PR #4498, opened 2023-07-13
Work around freeze due to VP9 hardware decode, #4486

### LINKED ISSUE #4486: Freeze on Intel based Macs while playing VP9 encoded videos
**System and IINA version:**

- macOS 13.4.1
- IINA 1.3.2

**Expected behavior:**
Playback of YouTube videos does not freeze.

**Actual behavior:**
@AlejandroVolkova has reported that IINA 1.3.2 will freeze while playing some YouTube videos.

This was encountered running on an Intel based Mac:
iMac Retina 4K, 21.5-Inch, 2019
Processor : 3 GHz 6-Core Intel Core i5
Graphics : Radeon Pro 560X 4 GB
Memory : 32 GB 2667 MHz DDR4

**Steps to reproduce:**
Play a YouTube video with VP9 encoding on an Intel based Mac with hardware decoding enabled.

~Has not be tested, but the expectation is that the problem will reproduce with mpv if hardware decoding is enabled.~

This has now been reproduced with mpv. The `playback core` thread is blocked on a call to `VTDecompressionSessionWaitForAsynchronousFrames` as is seen with IINA.

Every time.

low-batt:
This commit will add code to MPVController.mpvInit that changes the value of the mpv option hwdec-codecs, removing VP9, if IINA is not running on a Mac with an Apple Silicon chip. This change works around the FFmpeg defect reported in ticket 9599.

- [x] This implements/fixes issue #4486.

---

**Description:**

### DIFF
--- a/iina/MPVController.swift
+++ b/iina/MPVController.swift
@@ -153,6 +153,66 @@ class MPVController: NSObject {
     removeOptionObservers()
   }
 
+
+  /// Determine if this Mac has an Apple Silicon chip.
+  /// - Returns: `true` if running on a Mac with an Apple Silicon chip, `false` otherwise.
+  private func runningOnAppleSilicon() -> Bool {
+    // Old versions of macOS do not support Apple Silicon.
+    if #unavailable(macOS 11.0) {
+      return false
+    }
+    var sysinfo = utsname()
+    let result = uname(&sysinfo)
+    guard result == EXIT_SUCCESS else {
+      Logger.log("uname failed returning \(result)", level: .error)
+      return false
+    }
+    let data = Data(bytes: &sysinfo.machine, count: Int(_SYS_NAMELEN))
+    guard let machine = String(bytes: data, encoding: .ascii) else {
+      Logger.log("Failed to construct string for sysinfo.machine", level: .error)
+      return false
+    }
+    return machine.replacingOccurrences(of: "\0", with: "") == "arm64"
+  }
+
+  /// Apply a workaround for issue [#4486](https://github.com/iina/iina/issues/4486), if needed.
+  ///
+  /// On Macs with an Intel chip VP9 hardware acceleration is causing a hang in
+  ///[VTDecompressionSessionWaitForAsynchronousFrames](https://developer.apple.com/documentation/videotoolbox/1536066-vtdecompressionsessionwaitforasy).
+  /// This has been reproduced with FFmpeg and has been reported in ticket [9599](https://trac.ffmpeg.org/ticket/9599).
+  ///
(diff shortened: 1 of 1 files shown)


low-batt:
I was at the eye doctor today, so eyes dilated and things are blurry. A critical review is needed. Especially the detection of Apple Silicon. Is there a better way to do that?  So far we have not seen the problem under Apple Silicon. so the workaround is not applied when running on AS and VP9 hardware decoding is still used. Does this make sense, or should we always disable VP9 for now to be safe?

svobs:
> Especially the detection of Apple Silicon. Is there a better way to do that?

Not really. Seems like there should be, but did some searching and yours appears to be the standard solution. Very typical to see Linux shell scripts rely on parsing the `uname` command, so this isn't unexpected.

Have not tried running it yet, but looks like a good solution. +1 for adding a secret pref allowing the workaround to be disabled.

Also, you should know the word "workaround" (with no space) is only used as a noun. It doesn't have an exact equivalent verb in common English, although you could use "work around".

iina/MPVController.swift
```diff
@@ -153,6 +153,66 @@ class MPVController: NSObject {
...
+    guard result == EXIT_SUCCESS else {
+      Logger.log("uname failed returning \(result)", level: .error)
+      return false
+    }
+    let data = Data(bytes: &sysinfo.machine, count: Int(_SYS_NAMELEN))
+    guard let machine = String(bytes: data, encoding: .ascii) else {
+      Logger.log("Failed to construct string for sysinfo.machine", level: .error)
+      return false
+    }
+    return machine.replacingOccurrences(of: "\0", with: "") == "arm64"
```
uiryuu: I suggest use `machine.starts(with: "arm64")`, which is not only more robust but also more elegant.

uiryuu (changes requested):
Other changes LGTM

iina/MPVController.swift
low-batt: Good catch. Uploaded a new commit with this change.

low-batt:
On this:
> +1 for adding a secret pref allowing the workaround to be disabled.

I thought about that, but instead I made sure that if this mpv option is set in `Advanced` settings, the workaround will not override the value configured there. In fact the workaround detects that a value has been configured for the option and does not apply the workaround. I did that so that it was clear the workaround is not being used when you read the log file.

I was wondering if we should have an internal preference that by passes the check for Apple Silicon and always applies the workaround. Just in case we find it also has trouble on Apple Silicon machines. I did not do that as so far I have not been able trigger a problem on my M1 machine.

◆ **WHAT YOU NEED TO DO**:
For every line in the material above, note whether the word "chip" appears, then state the number of lines where it does and nothing else.

◆ **TASK RESULT**:
4